Literature DB >> 32585030

ModelTeller: Model Selection for Optimal Phylogenetic Reconstruction Using Machine Learning.

Shiran Abadi1, Oren Avram2, Saharon Rosset3, Tal Pupko2, Itay Mayrose1.   

Abstract

Statistical criteria have long been the standard for selecting the best model for phylogenetic reconstruction and downstream statistical inference. Although model selection is regarded as a fundamental step in phylogenetics, existing methods for this task consume computational resources for long processing time, they are not always feasible, and sometimes depend on preliminary assumptions which do not hold for sequence data. Moreover, although these methods are dedicated to revealing the processes that underlie the sequence data, they do not always produce the most accurate trees. Notably, phylogeny reconstruction consists of two related tasks, topology reconstruction and branch-length estimation. It was previously shown that in many cases the most complex model, GTR+I+G, leads to topologies that are as accurate as using existing model selection criteria, but overestimates branch lengths. Here, we present ModelTeller, a computational methodology for phylogenetic model selection, devised within the machine-learning framework, optimized to predict the most accurate nucleotide substitution model for branch-length estimation.

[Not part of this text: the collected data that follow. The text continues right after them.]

PR #270, opened 2023-03-22
pkp/pkp-lib#8734 Removed extra process call to handle bulk email sending

touhidurabir:
PR for pkp/pkp-lib#8734

### DIFF
--- a/src/components/Container/AccessPage.vue
+++ b/src/components/Container/AccessPage.vue
@@ -1,48 +1,19 @@
 <script type="text/javascript">
 import Page from './Page.vue';
 import NotifyUsersForm from '@/components/Form/context/NotifyUsersForm.vue';
-import ProgressBar from '@/components/ProgressBar/ProgressBar.vue';
 
 export default {
 	name: 'AccessPage',
 	extends: Page,
 	components: {
 		NotifyUsersForm,
-		ProgressBar,
 	},
 	data() {
 		return {
-			completedJobs: 0,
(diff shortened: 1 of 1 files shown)


src/components/Container/AccessPage.vue
```diff
@@ -1,48 +1,19 @@
...
 		NotifyUsersForm,
-		ProgressBar,
 	},
 	data() {
 		return {
-			completedJobs: 0,
-			progressUrl: '',
-			queueId: '',
-			totalJobs: 0,
+			totalBulkJobs: 0,
```
Vitaliy-1, line 13: Is this data used anywhere? I think a total number of jobs was here to inform about the progress of processing jobs.

touhidurabir: Thats has used there as an reference to confirm that all jobs has been pushed to queue successfully and display following view to confirm users 

CleanShot 2023-03-25 at 16 57 53@2x

we can also just pass a simple boolean flag to to confirm and present the view also and I think that better as passing number of batches make no sense there .

touhidurabir: Thinking about it again , passing a boolean flag or number to successfully dispatched batches don't make much difference just to show the success view through vue

Vitaliy-1: Yes, you are right, I see it now. The concept on how the queue is processed has changed here and the form likely should be reconsidered but for now it looks good. Thanks!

We demonstrate that ModelTeller leads to more accurate branch-length inference than current model selection criteria on data sets simulated under realistic processes. ModelTeller relies on a readily implemented machine-learning model and thus the prediction according to features extracted from the sequence data results in a substantial decrease in running time compared with existing strategies. By harnessing the machine-learning framework, we distinguish between features that mostly contribute to branch-length optimization, concerning the extent of sequence divergence, and features that are related to estimates of the model parameters that are important for the selection made by current criteria.
© The Author(s) 2020. Published by Oxford University Press on behalf of the Society for Molecular Biology and Evolution. All rights reserved. For permissions, please e-mail: journals.permissions@oup.com.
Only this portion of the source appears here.